[Opening Data listing section]
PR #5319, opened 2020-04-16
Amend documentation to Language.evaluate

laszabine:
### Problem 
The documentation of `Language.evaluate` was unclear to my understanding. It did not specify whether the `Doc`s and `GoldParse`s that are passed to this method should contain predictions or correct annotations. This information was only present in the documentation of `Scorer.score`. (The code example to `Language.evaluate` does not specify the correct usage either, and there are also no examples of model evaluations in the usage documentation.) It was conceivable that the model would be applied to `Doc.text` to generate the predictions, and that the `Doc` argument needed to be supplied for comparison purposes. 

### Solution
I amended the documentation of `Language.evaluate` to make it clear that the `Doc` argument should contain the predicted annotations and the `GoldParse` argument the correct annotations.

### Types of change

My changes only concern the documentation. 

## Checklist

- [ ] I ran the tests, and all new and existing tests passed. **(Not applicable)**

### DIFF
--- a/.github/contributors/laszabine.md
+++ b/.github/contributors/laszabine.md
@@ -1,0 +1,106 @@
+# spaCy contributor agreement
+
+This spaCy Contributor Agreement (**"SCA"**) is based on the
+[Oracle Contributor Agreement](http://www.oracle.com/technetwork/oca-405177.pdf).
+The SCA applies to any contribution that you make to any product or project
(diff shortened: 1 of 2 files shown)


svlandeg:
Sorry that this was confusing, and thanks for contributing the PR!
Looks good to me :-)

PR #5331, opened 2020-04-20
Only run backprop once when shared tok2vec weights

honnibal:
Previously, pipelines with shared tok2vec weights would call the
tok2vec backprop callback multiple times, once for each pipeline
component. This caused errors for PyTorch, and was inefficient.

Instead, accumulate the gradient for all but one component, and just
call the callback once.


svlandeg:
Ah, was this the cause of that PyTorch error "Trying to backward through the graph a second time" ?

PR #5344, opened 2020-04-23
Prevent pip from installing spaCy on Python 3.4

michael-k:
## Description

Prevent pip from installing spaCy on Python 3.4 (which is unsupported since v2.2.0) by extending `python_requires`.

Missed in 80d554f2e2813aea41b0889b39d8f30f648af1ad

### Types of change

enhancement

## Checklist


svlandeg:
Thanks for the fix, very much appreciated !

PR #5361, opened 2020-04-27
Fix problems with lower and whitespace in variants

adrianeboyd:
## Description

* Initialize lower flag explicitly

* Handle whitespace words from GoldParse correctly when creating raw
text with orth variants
[Closing Data listing section]
[Opening Data listing section]
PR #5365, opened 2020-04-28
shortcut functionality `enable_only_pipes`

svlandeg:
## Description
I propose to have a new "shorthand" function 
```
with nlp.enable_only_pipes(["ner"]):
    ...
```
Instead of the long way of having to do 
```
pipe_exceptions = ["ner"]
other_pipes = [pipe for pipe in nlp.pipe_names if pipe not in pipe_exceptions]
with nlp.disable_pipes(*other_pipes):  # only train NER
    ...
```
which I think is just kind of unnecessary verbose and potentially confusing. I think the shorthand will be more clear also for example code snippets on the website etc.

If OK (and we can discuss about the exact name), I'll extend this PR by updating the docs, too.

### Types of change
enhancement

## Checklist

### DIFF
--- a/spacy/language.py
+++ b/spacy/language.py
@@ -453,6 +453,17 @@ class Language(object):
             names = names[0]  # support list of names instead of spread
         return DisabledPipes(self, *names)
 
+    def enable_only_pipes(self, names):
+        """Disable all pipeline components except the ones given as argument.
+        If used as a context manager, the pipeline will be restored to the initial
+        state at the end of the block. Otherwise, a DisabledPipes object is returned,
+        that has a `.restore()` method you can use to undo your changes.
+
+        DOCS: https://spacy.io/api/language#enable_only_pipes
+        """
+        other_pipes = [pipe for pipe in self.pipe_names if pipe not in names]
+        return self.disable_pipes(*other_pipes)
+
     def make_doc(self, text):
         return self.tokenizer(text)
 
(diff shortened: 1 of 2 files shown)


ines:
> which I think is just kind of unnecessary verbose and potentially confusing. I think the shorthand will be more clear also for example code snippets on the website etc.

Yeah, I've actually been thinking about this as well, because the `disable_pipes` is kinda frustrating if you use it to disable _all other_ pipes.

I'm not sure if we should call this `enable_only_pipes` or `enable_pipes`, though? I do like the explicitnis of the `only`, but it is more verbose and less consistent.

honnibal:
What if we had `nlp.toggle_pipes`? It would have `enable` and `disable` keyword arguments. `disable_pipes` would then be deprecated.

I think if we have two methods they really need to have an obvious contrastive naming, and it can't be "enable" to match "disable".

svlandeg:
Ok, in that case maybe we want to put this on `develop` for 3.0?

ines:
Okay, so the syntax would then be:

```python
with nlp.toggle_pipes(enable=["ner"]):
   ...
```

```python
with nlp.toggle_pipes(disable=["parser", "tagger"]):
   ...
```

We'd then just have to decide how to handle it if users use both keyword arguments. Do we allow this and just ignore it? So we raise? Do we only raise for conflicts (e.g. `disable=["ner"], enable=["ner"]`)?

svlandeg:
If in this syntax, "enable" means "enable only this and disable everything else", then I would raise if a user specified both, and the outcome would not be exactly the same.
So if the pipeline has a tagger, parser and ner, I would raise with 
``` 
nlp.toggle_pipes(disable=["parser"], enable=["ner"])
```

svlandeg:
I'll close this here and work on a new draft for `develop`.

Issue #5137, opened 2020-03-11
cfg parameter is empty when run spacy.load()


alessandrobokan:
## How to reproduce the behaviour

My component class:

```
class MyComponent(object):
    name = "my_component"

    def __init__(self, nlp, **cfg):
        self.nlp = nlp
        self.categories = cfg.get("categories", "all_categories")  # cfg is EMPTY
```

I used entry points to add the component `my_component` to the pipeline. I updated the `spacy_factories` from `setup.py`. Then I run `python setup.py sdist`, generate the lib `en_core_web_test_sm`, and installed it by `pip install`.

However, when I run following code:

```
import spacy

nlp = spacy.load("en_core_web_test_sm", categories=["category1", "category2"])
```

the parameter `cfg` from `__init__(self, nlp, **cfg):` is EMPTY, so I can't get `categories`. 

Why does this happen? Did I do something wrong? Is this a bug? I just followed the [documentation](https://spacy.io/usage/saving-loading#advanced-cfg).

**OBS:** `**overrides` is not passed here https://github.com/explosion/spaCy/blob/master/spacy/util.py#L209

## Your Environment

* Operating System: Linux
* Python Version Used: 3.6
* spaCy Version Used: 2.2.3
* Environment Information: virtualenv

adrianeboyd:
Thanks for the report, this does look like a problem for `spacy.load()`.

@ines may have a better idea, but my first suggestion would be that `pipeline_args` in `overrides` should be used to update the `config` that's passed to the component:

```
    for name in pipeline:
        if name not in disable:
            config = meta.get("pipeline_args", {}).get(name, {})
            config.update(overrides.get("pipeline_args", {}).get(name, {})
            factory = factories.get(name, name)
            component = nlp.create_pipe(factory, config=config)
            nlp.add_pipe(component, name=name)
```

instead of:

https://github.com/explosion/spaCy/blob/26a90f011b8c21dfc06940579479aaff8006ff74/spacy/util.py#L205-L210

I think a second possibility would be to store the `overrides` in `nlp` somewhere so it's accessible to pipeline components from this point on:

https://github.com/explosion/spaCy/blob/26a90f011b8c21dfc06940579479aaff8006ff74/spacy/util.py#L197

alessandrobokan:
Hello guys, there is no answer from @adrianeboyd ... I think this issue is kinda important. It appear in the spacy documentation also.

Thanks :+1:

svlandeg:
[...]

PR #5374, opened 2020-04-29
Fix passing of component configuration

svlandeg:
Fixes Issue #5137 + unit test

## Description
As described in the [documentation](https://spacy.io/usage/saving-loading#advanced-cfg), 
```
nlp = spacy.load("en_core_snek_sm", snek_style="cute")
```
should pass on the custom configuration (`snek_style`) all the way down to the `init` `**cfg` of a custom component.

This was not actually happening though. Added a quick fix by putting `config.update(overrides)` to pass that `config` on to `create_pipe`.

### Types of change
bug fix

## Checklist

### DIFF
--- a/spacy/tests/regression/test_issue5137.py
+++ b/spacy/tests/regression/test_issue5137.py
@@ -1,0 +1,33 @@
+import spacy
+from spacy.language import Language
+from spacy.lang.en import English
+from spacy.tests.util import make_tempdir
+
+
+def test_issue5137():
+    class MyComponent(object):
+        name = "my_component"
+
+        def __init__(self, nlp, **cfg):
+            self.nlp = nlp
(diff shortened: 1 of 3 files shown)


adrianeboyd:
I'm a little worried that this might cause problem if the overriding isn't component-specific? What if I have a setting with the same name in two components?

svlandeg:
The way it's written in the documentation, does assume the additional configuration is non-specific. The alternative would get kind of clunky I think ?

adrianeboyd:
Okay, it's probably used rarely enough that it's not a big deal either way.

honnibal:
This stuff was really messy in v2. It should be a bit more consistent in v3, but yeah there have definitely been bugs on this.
[Closing Data listing section]
[Opening Data listing section]
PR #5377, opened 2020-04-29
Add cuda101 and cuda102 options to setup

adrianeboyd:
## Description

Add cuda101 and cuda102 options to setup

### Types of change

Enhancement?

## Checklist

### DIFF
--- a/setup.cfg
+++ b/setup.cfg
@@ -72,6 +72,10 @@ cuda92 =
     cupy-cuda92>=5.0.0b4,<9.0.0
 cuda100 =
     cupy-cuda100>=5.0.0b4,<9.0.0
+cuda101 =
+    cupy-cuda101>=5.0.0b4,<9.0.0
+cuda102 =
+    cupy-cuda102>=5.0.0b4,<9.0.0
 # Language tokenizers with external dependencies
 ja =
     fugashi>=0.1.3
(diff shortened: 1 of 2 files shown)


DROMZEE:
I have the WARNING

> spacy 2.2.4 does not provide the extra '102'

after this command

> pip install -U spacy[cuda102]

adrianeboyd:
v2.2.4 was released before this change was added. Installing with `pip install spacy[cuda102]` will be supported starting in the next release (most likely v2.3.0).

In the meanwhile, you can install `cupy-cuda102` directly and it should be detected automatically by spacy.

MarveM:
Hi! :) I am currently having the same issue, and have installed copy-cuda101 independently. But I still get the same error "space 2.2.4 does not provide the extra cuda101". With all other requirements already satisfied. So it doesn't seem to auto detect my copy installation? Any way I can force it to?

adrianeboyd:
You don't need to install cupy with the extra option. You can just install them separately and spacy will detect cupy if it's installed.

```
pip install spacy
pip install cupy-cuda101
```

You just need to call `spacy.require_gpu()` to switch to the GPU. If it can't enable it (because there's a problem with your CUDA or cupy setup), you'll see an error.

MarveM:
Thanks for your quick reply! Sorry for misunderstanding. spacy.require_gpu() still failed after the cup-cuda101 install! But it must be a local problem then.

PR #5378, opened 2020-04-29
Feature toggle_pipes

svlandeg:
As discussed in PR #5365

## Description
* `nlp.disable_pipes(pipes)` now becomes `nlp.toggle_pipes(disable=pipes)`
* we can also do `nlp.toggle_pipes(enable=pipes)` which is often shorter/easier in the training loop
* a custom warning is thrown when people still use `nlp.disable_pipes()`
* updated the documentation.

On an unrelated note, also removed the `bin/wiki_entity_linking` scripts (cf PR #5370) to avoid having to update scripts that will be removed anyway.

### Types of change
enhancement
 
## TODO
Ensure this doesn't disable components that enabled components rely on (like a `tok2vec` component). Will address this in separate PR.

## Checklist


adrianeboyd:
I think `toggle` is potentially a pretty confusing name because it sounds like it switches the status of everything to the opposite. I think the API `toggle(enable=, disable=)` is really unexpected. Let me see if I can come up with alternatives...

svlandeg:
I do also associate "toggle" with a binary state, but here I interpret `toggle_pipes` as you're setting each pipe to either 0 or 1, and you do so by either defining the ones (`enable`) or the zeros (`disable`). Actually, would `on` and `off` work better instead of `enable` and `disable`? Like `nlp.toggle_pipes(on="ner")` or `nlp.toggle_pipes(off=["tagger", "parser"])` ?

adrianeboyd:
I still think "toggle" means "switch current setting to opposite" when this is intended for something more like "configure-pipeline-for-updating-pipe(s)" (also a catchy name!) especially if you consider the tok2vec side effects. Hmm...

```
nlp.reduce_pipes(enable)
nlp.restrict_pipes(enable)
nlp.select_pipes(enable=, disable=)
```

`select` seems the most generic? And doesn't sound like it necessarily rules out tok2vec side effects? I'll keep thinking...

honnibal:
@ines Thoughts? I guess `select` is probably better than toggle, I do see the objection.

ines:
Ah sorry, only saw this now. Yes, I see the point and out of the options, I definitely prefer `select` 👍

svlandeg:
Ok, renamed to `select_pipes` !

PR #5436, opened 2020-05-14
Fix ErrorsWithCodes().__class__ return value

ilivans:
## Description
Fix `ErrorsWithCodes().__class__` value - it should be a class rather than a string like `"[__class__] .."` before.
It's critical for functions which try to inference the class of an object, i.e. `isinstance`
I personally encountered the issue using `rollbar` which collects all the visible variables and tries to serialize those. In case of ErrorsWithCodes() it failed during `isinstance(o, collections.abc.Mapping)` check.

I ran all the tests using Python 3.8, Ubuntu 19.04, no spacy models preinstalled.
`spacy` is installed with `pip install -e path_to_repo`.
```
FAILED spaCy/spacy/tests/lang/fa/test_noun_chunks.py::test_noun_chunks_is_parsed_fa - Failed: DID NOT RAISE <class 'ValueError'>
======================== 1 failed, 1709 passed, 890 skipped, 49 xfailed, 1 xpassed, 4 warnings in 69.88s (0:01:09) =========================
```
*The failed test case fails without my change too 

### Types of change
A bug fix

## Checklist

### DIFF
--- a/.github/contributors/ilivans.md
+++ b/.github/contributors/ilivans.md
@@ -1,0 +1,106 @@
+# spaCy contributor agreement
[Closing Data listing section]
In the material above, find each line containing the word "arguments" and copy it.

Solution:
What if we had `nlp.toggle_pipes`? It would have `enable` and `disable` keyword arguments. `disable_pipes` would then be deprecated.
We'd then just have to decide how to handle it if users use both keyword arguments. Do we allow this and just ignore it? So we raise? Do we only raise for conflicts (e.g. `disable=["ner"], enable=["ner"]`)?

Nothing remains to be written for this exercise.